** Information supplied follows **

PR #50, opened 2019-06-26
Add prow infrastructure

sdake:
This initial take on the prow infrastructure is targeted at
linting to begin with.

### DIFF
--- a/prow/lib.sh
+++ b/prow/lib.sh
@@ -1,0 +1,161 @@
+#!/bin/bash
+
+# Copyright 2018 Istio Authors
+#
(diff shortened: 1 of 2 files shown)


prow/lib.sh
```diff
@@ -0,0 +1,161 @@
+#!/bin/bash
```
howardjohn: in the future we should probably put this in common repo. Lets get the prow update done first though in case it changes

sdake: i was thinking of doing that before proceeding with this work but had same reaction that should go in after the prow update because it will probqably end in a rewrite of this library.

** End of Information supplied **

## Exercise goal:
Whenever a line of the data includes "infrastructure", copy that line.

## Response for this exercise:
Add prow infrastructure
This initial take on the prow infrastructure is targeted at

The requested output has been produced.